◆ **Problem details**: Please restate exactly what appears in the records below from the first line to the line where "This PR also" is, that line included.
-------- Information shown --------
PR #1595, opened 2023-10-28
Support several pqclean upstream versions

### LINKED ISSUE #1584: Improve granularity of copy_from_upstream

baentsch:
Fixes #1584.

This PR should be completed/rebased once #1589 landed.

This adds the ability to reference different pqclean versions (commits); kyber-aarch64 and dilithium-aarch64 are pinned to a new upstream name "oldpqclean". True upgrades following more current versions/commits of PQClean should be added only to the "pqclean" upstream. The logic has been tested with #1585 and seems to work OK. The proposal is to land this PR, then rebase #1585 to it. 

This PR also removes the unsupported "NOT_READY" feature from `copy_from_upstream`. 

When this lands, an update to the documentation in [the wiki](https://github.com/open-quantum-safe/liboqs/wiki/Contributing-guide#automated-inclusion) is warranted/will be done.


dstebila (approved):

baentsch:
FWIW, latest commit is a rebase-and-squash (in case you'd like to check again @dstebila )

SWilson4 (approved):
Looks good to me! I'm glad that it wasn't necessary to rewrite the entire `copy_from_upstream` script. Thanks @baentsch.

baentsch:
> I'm glad that it wasn't necessary to rewrite the entire copy_from_upstream script. 

I'm not sure about that. This script is pretty hard to understand and maintain and a re-write might be (more) beneficial in the long run.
--------
◆ **Exercise solution**:
PR #1595, opened 2023-10-28
Support several pqclean upstream versions

### LINKED ISSUE #1584: Improve granularity of copy_from_upstream

baentsch:
Fixes #1584.

This PR should be completed/rebased once #1589 landed.

This adds the ability to reference different pqclean versions (commits); kyber-aarch64 and dilithium-aarch64 are pinned to a new upstream name "oldpqclean". True upgrades following more current versions/commits of PQClean should be added only to the "pqclean" upstream. The logic has been tested with #1585 and seems to work OK. The proposal is to land this PR, then rebase #1585 to it. 

This PR also removes the unsupported "NOT_READY" feature from `copy_from_upstream`. 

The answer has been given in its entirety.